Hello again all, I have a question and hope y'all can answer it for me.

My husband and I are going to be moving into a property that is currently vacant but was used a few years ago for cattle. The land around the barn was used for pasture at one time but this year had been planted in soy beans. My question is this, what would be the best way to start a new pasture for the horses? I already know what seeds I'll be buying but I'm not sure if the soy will harm the horses or not if I pasture them on that while the new pastures are growing. 

I have attached a pic of the area and drew on it where we are planning on putting the fences. Although only the one right off the barn will be done before we move the horses in.

Thanks for any advice/help y'all can give!


----------



## Alwaysbehind (Jul 10, 2009)

I assume the soy will be harvested off the field prior to you replanting? 

Do you have the tractor and accessories to plow and plant the field yourself? If not it is probably best to talk to some farmers in your area and discuss with them if they would do it for you (for a cost, obviously).

I would get the soil tested to see if you need to treat it in any way to help it best grow what you plan to plant.


The field that is now my pasture was formerly a corn field. I was shocked at what we had to go through to turn it into a pasture. Some of the chemicals the farmer used to help prevent weed growth in his corn field would have made just over seeding with pasture mix not work. We had to plow and disc, etc.


----------



## Production Acres (Aug 26, 2009)

Assuming the soybeans are harvested. Hire the farmer harvesting the beans to plant the fields. He will know better than anyone what will work in your area and what will not. Do not plant hay grass. Plant grasses that hold up to traffic, not grasses that you imagine your fufu would like to eat. Keeping the ground covered is more important and will grow more grass that planting a magical "horse Pasture" mix that will dissapear in 1 year due to trampling or the horses cropping it too short.
Additionally, no 90 deg corners in the field!

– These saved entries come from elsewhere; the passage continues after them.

Issue #425, opened 2014-01-23
Use Iterable instead of Iterator for the messages in Spargel (cosmetic)


sscdotopen:
Spargel provides an Iterator over the messages. Iterables are more handy as they allow for loops.

StephanEwen:
Can we do an IterableIterator? One that is both, returning 'this' on the
'getIterator()' call?

Spargel provides an Iterator over the messages. Iterables are more handy as
they allow for loops.

—
Reply to this email directly or view it on
GitHubhttps://github.com/stratosphere/stratosphere/issues/425
.

sscdotopen:
I think in our case this should be fine, people would not expect to be able to create two different iterators from the messages.

rmetzger:
Fixed with PR https://github.com/stratosphere/stratosphere/pull/433

PR #433, opened 2014-01-23
Provide Iterable instead of Iterator to updateVertex method of Spargel API 

uce:
This is issue #425.

I did this, before @StephanEwen and @sscdotopen discussed the `IterableIterator` in #425. Why do we want to expose the Iterator?

### DIFF
--- a/stratosphere-addons/spargel/src/main/java/eu/stratosphere/spargel/java/examples/connectedcomponents/SpargelConnectedComponents.java
+++ b/stratosphere-addons/spargel/src/main/java/eu/stratosphere/spargel/java/examples/connectedcomponents/SpargelConnectedComponents.java
@@ -72,10 +72,10 @@ public class SpargelConnectedComponents implements Program, ProgramDescription {
 		private static final long serialVersionUID = 1L;
 
 		@Override
-		public void updateVertex(LongValue vertexKey, LongValue vertexValue, Iterator<LongValue> inMessages) {
+		public void updateVertex(LongValue vertexKey, LongValue vertexValue, Iterable<LongValue> inMessages) {
 			long min = Long.MAX_VALUE;
-			while (inMessages.hasNext()) {
-				long next = inMessages.next().getValue();
+			for (LongValue msg : inMessages) {
+				long next = msg.getValue();
 				min = Math.min(min, next);
 			}
 			if (min < vertexValue.getValue()) {
--- a/stratosphere-addons/spargel/src/main/java/eu/stratosphere/spargel/java/examples/connectedcomponents/SpargelConnectedComponents.java
+++ b/stratosphere-addons/spargel/src/main/java/eu/stratosphere/spargel/java/examples/connectedcomponents/SpargelConnectedComponents.java
@@ -46,7 +46,6 @@ public class SpargelConnectedComponents implements Program, ProgramDescription {
 		FileDataSource initialVertices = new FileDataSource(DuplicateLongInputFormat.class, verticesPath, "Vertices");
 		FileDataSource edges = new FileDataSource(new CsvInputFormat(' ', LongValue.class, LongValue.class), edgesPath, "Edges");
 		
-		// create DataSinkContract for writing the new cluster positions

Always use round corners such that one animal can never pin another animal in a corner and beat them to a pulp. Leave the non alfa animal a way of escape.


----------



## mysticdragon72 (Nov 1, 2010)

Well of course the soy beans have already been harvested! Besides, we won't be putting horses on it until probably around Dec-Jan. I know what grasses do good for pasture around here as I have been witness to poorly planted pastures as well as well thought out pastures. It also has a lot to do with proper management of those pastures not just the type/species you plant. 

We had already planned on talking to the farmer who harvests the fields and see if we can work some kind of deal out with him if he would be willing to plant the two larger fields with seeds we supply. When the fields were harvested he cut it down to the surface so there's no "stubble" to speak of just the chaff left over from the harvesting laying on the fields. I was curious if we should overplant the fields as is with no tilling or if they should be tilled first. Most of the farmers around here plant winter wheat directly onto the fields pretty much the day after the soy beans have been harvested.

I guess I'm just going to have to talk to the farmer first and see if he'd even do that for us.


----------



## Production Acres (Aug 26, 2009)

you want no till if possible. you have to do this NOW! ASAP! Here in northern TN the cuttoff for sowing wheat is generally Thanksgiving. It may be this week in PA, don't know. you will want to sow about 2 bu small grains with your seed as a nurse crop to protect the grass seed through the winter.

BTW, a lot of soybeans across the nation are still comming off the fields depending on planting dates, so the harvest condition of your beans is not a given.


----------



## Alwaysbehind (Jul 10, 2009)

Production Acres said:


> BTW, a lot of soybeans across the nation are still comming off the fields depending on planting dates, so the harvest condition of your beans is not a given.


That was kind of my thought too.

There are still fields waiting to be harvested even here in NY.


----------



## mysticdragon72 (Nov 1, 2010)

What I meant by that comment was that I wouldn't attempt to plant anything if the crops were still on the field... that wouldn't be very intelligent. I realize that there's still soy waiting to be harvested as there are still fields here needing the same... 

Anyways, thanks for all the advice, it's appreciated.


----------



## MyBoyPuck (Mar 27, 2009)

Wow, I would never have thought about the 90 degree corners. Learn something new everyday. Great tip.


----------



## Rascaholic (Oct 4, 2010)

If the land the string of trees are standing on is yours I'd incorporate them into the pasture lines. It gives great places for them to chill and relax during summer. 
IF you do have it tilled you could have them run the aerator over it to gently repack it after seeding. I know that sounds counter productive but it works for a friend of mine. He reseeds his pasture about every 4th or 5th year. He rotates which are reseeded so it's a smaller area each year.
I'd definitely round the corners. It can be as simple a fix as chopping off the corner with an 8 to 10 ft section of fence. I hope that makes sense LOL


----------